誰でも使えるGoogleのAI開発ツール「AutoML」...3つの利点と欠点とは何か

関連ワード:AutoML Google 画像認識

Posted date:2018.01.29

最初の利点は、「人工知能モデルの優れた精度」だ。クラウドAutoMLは、Googleが事前に学習させた人工知能モデルを活用して企業の人工知能を学習させるため、より正確な方向に人工知能を学習させることができる。企業にAIを学習させる専門家がいなくても、比較的容易にAIモデルを作ることができる。

ふたつめの利点は、「より高速な開発スピード」だ。クラウドAutoMLを活用すれば、オープンソースやAPIを活用するよりも早く人工知能モデルを開発することができる。サービスに使う単純なモデルは数分で作成することができ、完全な人工知能モデルは一日か二日であれば完成することができるとされている。これまで、数週間、長ければ数ヶ月かかるとされてきた開発期間を大幅に短縮することができる。

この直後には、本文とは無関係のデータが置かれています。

PR #885, opened 2024-04-02
feat: allow updating peers and CU in offer [DXJ-668]

shamsartem:
- offer update should work fully, so you can now also add and remove peers and compute units. Remember that offer update doesn't work after you create commitments
- filter out cc with status != WaitDelegation on cc-activate command. Fail if it happens that filtered out everything to avoid useless tx
- filter out cc with status != Inactive && status != Failed when withdrawing collateral
- local up will register all the offers in provider.yaml instead of only the first one and create commitments for all peers in all offers (this will help avoid the error when previously cc were created for all peers when it's possible for some of the peers to not belong to any offer)
- also you can now use cc-create with offer name to create cc for all peers in the offer. We probably could add this flag to other commands as I suggested previously, so you can operate on all nox-names belonging to one offer at the same time. 
- update deal-ts-clients
- print some info for all the users outside debug logs when retrying some operation so it's more clear that something is happening instead of the appearance of CLI hanging
- provider signing-wallet -> provider info that will also return peerids together with wallet address
add provider-secrets.yml to gitignore


justprosh (approved):

src/lib/chain/commitment.ts
```diff
@@ -111,7 +113,7 @@ export async function getComputePeersWithCC(
       c.commitmentCreatedEvent?.args.commitmentId ??
       c.marketGetComputePeerRes?.commitmentId;
 
-    if (commitmentId === undefined) {
+    if (commitmentId === undefined || commitmentId === ethers.ZeroHash) {
```
AlcibiadesCleinias, line 116: ZeroHash32

PR #888, opened 2024-04-04
feat: update eslint

shamsartem:


src/lib/configs/project/fluence.ts
```diff
@@ -984,7 +984,7 @@ ${yamlDiffPatch(
 # customFluenceEnv:
 #   contractsEnv: local
 #   relays:
-#     - "${kras[0]?.multiaddr}"
+#     - "/ip4/127.0.0.1/tcp/10010/ws/p2p/12D3KooWGpqaLpVUoLB5cJPLDS6CjBNZePBNTYPGpNPNZMDs6osY"
```
folex, line 987: why?

src/lib/helpers/utils.ts
```diff
@@ -66,7 +68,12 @@ export function jsonStringify(unknown: unknown): string {
 
 export function stringifyUnknown(unknown: unknown): string {
```
folex, line 69: Could you please add a comment on what's the use-case for this function and what cases this function covers. 

Seems like it's error oriented, maybe call it correspondingly?

folex (approved):
Awesome!

src/lib/configs/project/fluence.ts
shamsartem: this is just an example comment anyway that most people will not ever see cause we turned off comments in configs by default. It's just simpler to have an example that doesn't unnecesserally rely on anything concrete (such as here where kras[0] can be undefined according to typescript even though we know it never is)

src/lib/helpers/utils.ts
shamsartem: yeah I mostly use this with errors cause one can throw anything in js (not only errors) and it's good to be able to represent the error in a string form. but I also used it for e.g. debug logs or "unreachable error" messages where we don't neceserraly care much about the output as long as it's somewhat readable. Maybe would be good to have two functions for this each with a more clear purpose for existance and used accordingly. Added task to do that https://linear.app/fluence/issue/DXJ-763/refactor-stringifyunknown-function

PR #892, opened 2024-04-05
feat: decrease retry timeouts [fixes DXJ-764]

shamsartem:


src/lib/deal.ts
```diff
@@ -205,9 +205,11 @@ export async function match(dealAddress: string) {
       return dealMatcherClient.getMatchedOffersByDealId(dealAddress);
     },
     (err) => {
-      commandObj.error(stringifyUnknown(err));
+      commandObj.error(
+        `Wasn't able to find a match for the deal ${dealAddress}: ${stringifyUnknown(err)}`,
+      );
     },
-    1000 * 60 * 2, // 2 minutes
+    1000 * 5,
```
folex, line 212:
```suggestion
    1000 * 5 // 5 seconds,
```

src/lib/dealClient.ts
```diff
@@ -140,9 +140,11 @@ async function createDealClient(
       await core.minDealDepositedEpochs();
     },
     (err) => {
-      throw new Error(stringifyUnknown(err));
+      commandObj.error(
+        `Check if blockchain client is connected by running core.minDealDepositedEpochs() failed: ${stringifyUnknown(err)}`,
+      );
     },
-    1000 * 60 * 5,
+    1000 * 5,
```
folex, line 147:
```suggestion
    1000 * 5 // 5 seconds,
```

src/lib/dealClient.ts
```diff
@@ -255,11 +257,15 @@ export async function sign<T extends unknown[]>(
     (err) => {
       throw err;
     },
-    1000 * 60 * 3,
+    1000 * 5,
```
folex, line 260:
```suggestion
    1000 * 5, // 5 seconds
```

folex (approved):

src/lib/dealClient.ts
folex, line 1: What about number of retries while submitting a TX? How to control it?

shamsartem: retry happens every second so it most likely will be couple of them. If we are intersted specifically in trying fixed number of times - we should improve this setTryTimeout function

folex: Let's see how it goes. I just wasn't sure it applies only to `minDealDepositedEpochs` or to any transaction

PR #894, opened 2024-04-05
fix: use readonly chain client where currently possible [fixes DXJ-750]

shamsartem:


shamsartem:
> could you please list which commands now do not require MetaMask?
would take long time to do that and probably not super necesary to make a list
I would say that all the commands that actually require your secret key by definition will ask you to connect your wallet
The only exception is deal-list which just needs provider's public key and the most straightforward way to get the correct address is just to connect wallet. We can discuss the best way to improve this separately

vasd85:
The following commands work without signature:
```
provider cc-info
provider deal-rewards-info
provider info
provider offer-info
deal info
```

PR #897, opened 2024-04-05
fix: collateral withdraw by doing returnComputeUnitFromDeal and improve batch signing types [fixes DXJ-766]

shamsartem:


shamsartem:
fixed in https://github.com/fluencelabs/cli/pull/1025

PR #220, opened 2015-08-21
Update pin assignments to be correct for my beaglebone.

aliafshar:
e.g. http://robotic-controls.com/node/68


deadprogram:
Thanks, @aliafshar

PR #225, opened 2015-08-28
Wrong analog input mapping for BeagleBone

pruggia:
According to https://github.com/CircuitCo/BeagleBone-Black/raw/master/BBB_SRM.pdf Page 105 these are the right mappings:
P9_36 -> AIN5
P9_35 -> AIN6
Thanks!


deadprogram:
Thank you, @pruggia

PR #228, opened 2015-09-09
Added Firmata Reset function to firmata adaptor.

joek:
Hi,
I need the Reset function out of the Firmata Protocoll/Client available through the firmata adaptor. Since it is already implemented on Client side, it might be a good idea to add this on plattform level too.

### DIFF
--- a/platforms/firmata/firmata_adaptor.go
+++ b/platforms/firmata/firmata_adaptor.go
@@ -1,6 +1,7 @@
 package firmata
 
 import (
+	"fmt"
 	"io"
 	"strconv"
 	"time"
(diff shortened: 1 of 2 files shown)


deadprogram:
Hi, @joek can you please resubmit this PR against the `dev` branch? Thank you!

deadprogram:
Hi, @joek this looks good, can you please resubmit against the `dev` branch? 

We added some guidelines for contributors that explains why: https://github.com/hybridgroup/gobot/blob/dev/CONTRIBUTING.md#general-guidelines

Thank you!

joek:
@deadprogram sorry for the delay, but I am on parentel leave and don't got frequent access to the internet. The Problem is, the change is not working... The function is only sending an reset to the board. It is not resetting all the values in the go lib. So e.g. a servo pin is still in servo mode inside the go routine but reset on arduino level. 

I will close the ticket, because I don't get time to fix it at the moment.

PR #235, opened 2015-09-30
Save ~1000 goroutines

joushou:
Previous code spawns ~1000 go-routines due to NewEvent in my test. Removing a
goroutine and making the loop of callbacks happen directly in Write with
a lock reduces this to ~12 in my test.

While I agree that explicit locks are not nearly as nice looking as implicitly locking channels, I think the gain in simpler stack traces (~1000 x a few lines gives a LONG trace!) is enough of a reason by itself to include this change. I see no performance penalty of interest (the amount of locks have not been reduced - every channel is a locked queue, and the time to loop over a slice that often has a count of 1 is negligible), but there might be a small performance gain overall, due to lower count of goroutines and active locks that the scheduler has to keep track of. That is, however, just a bold and unscientific claim.

(This is #215 reopened on dev)

### DIFF
--- a/event.go
+++ b/event.go
@@ -1,5 +1,7 @@
 package gobot
 
+import "sync"
+
 type callback struct {
 	f    func(interface{})
 	once bool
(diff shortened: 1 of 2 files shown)


deadprogram:
Thanks @joushou can you please rebase against `dev` just one more time? The build there is now "fixed". Thanks!

deadprogram:
Also, @mattetti and anyone else, any opinion about this PR?

mattetti:
LGTM, besides saving a lot of goroutines (which mainly affect stack traces as mentioned by @joushou ), I do find the new code more readable. It's a :+1: for me, thanks Kenny!

deadprogram:
Looking good, merging.

PR #237, opened 2015-10-08
Update blink example due to API change

mattetti:
the existing example doesn't compile since the API changed a while back, this PR fixes the issue.

### DIFF
--- a/platforms/firmata/client/examples/blink.go
+++ b/platforms/firmata/client/examples/blink.go
@@ -14,10 +14,10 @@ func main() {
 		panic(err)
 	}
 
-	board := client.New(sp)
+	board := client.New()
 
 	fmt.Println("connecting.....")
-	err = board.Connect()
+	err = board.Connect(sp)
 	defer board.Disconnect()
 
 	if err != nil {


deadprogram:
This was overlooked, in part due to most of the examples having been put into the `/examples` directory. Having examples in both locations is a bit confusing, I think. Any thoughts on that?

mattetti:
I find it nice to be able to get examples close to the code I care about. I wanted to use the low level version of the library for a talk I'm giving. I wouldn't have thought about going up to another package to find an example just for this package. But I might be misunderstanding the situation

deadprogram:
OK how about we have platform specific examples under platforms, and multi platform can just be under examples, and put a README in both places mentioning more examples can be found in the other location.

mattetti:
Just to be clear, there are 2 blink examples:

* https://github.com/hybridgroup/gobot/blob/dev/examples/firmata_blink.go
and 
* https://github.com/hybridgroup/gobot/blob/dev/platforms/firmata/client/examples/blink.go

The first one is higher level and uses and adaptor and the `gpio` package when the second one uses the board directly.
I think we should keep both examples since they are very valuable.

I think you're suggesting to have an examples directory in the platforms folder (at the same level as all the platform folders). Inside this directory we would move the second example shown above (inside a nested folder called firmata) and also add a README to mention that at the root level, there are more high level examples.
If my understanding of your suggestion is right, I agree that it's a good idea.

trevrosen:
:+1:

deadprogram:
That was not exactly what I was suggesting @mattetti but I like your idea better.

deadprogram:
I will merge this PR, then we can deal with moving around the lower-level example in a separate commit/series of commits as needs be. Thanks!

PR #238, opened 2015-10-11
let devs set and use custom LCD characters

mattetti:
I noticed that the grove LCD screen only has an ASCII/Japanese font table. I need to be able to display accented characters looking at the data sheet the screen supports up to 8 custom CGRAM characters. I added an API to set those CGRAM characters as well as a map of common latin 1 characters + emoticons


mattetti:
I'm pretty happy with the end result, it took me a little while to figure out how to manage custom characters but I think the result is pretty straight forward and useful. The only downside is that developers have to load the custom chars they want and they need to edit their display text on the fly to swap custom characters for their positions. As @deadprogram knows, not having accented characters such as ñ is Spanish can be extremely problematic ;)

deadprogram:
:european_post_office: muy bien, gracias!

PR #243, opened 2015-11-07
Fixed event race condition

cathalgarvey:
Relates to the example given for the Parrot AR2 Drone.

If this is anything like the Bebop, then taking off immediately fires the "flying" event, but these events aren't buffered so attaching an event handler afterwards achieves nothing. When I ran the same code for the Bebop (as suggested on the site) it never landed, prompting an emergency connect-with-phone-hammer-buttons scramble. Swapping the event registration with the takeoff method call fixed the problem immediately.


deadprogram:
Thanks, @cathalgarvey

PR #251, opened 2016-01-02
encoder driver implementation

mattetti:
the data coming back from my arduino doesn't seem to be quite correct and I get forward and backward data confused in some cases (the pin value doesn't seem consistent, it might be the symptom of a deeper bug)

### DIFF
--- a/platforms/gpio/encoder_driver.go
+++ b/platforms/gpio/encoder_driver.go
@@ -1,0 +1,110 @@
+package gpio
+
+import (
+	"strconv"
+	"time"
+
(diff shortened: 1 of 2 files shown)


mattetti:
More info about encoders and why I think my reading is off: http://playground.arduino.cc/Main/RotaryEncoders

mattetti:
To do this properly, we need to be able to use interrupts which we can't with the current version of firmata used by gobot. Ideally we would be moving to confgurable firmata and load an encoder wrapper such as: https://github.com/firmata/FirmataEncoder

PR #253, opened 2016-01-09
Correct the release command sent to pi-blaster.

ekyoung:
The release command sent to pi-blaster from Finalize in the RaspiAdaptor uses the wrong syntax. As a result, pi-blaster prints "Bad input: ..." to STDERR and continues to apply the last PWM value written to the pin.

3つめの利点は、「インターフェースの使いやすさ」だ。クラウドAutoMLでは、難しいテキストベースのプログラミングインタフェースではなく、直感的に理解しやすいグラフィカルユーザーインターフェイス(GUI)を通じてAI開発を進めることができる。基本的なプログラミングの知識は必要であるが、Python、Rなど高度なプログラミング言語を完全に熟知していなくても、人工知能の開発を始めることができる。

一方、欠点もある。ひとつは、コンピュータビジョン(見る能力)に関連する人工知能だけつくることができるという制限だ。クラウドAutoMLは、現在「クラウドAutoMLビジョン」という名称で公開されている。この技術を使えば、人や物を区別したりするAIを開発することはできるが、チャットボットや翻訳AIを開発することはできない。

GoogleのクラウドAIチーフサイエンティストであるFei-Fei Li氏は「クラウドAutoMLは今まさに始まったばかりの技術。現在は、コンピュータビジョン関連機能のみ公開されているが、今後、自然言語処理や音声認識など他の機能を備えたAIも開発できるように、クラウドAutoMLを発展させていく」と述べている。

もうひとつの欠点は、誰でも利用できるサービスではなく、Googleに申し込みをした後に利用することができる「アルファテストサービス」であるということ。なお申込みを済ませば、デフォルトのサービスは無料で利用できるが、Googleが提供するさまざまな機能を追加すると個別に料金がかかる。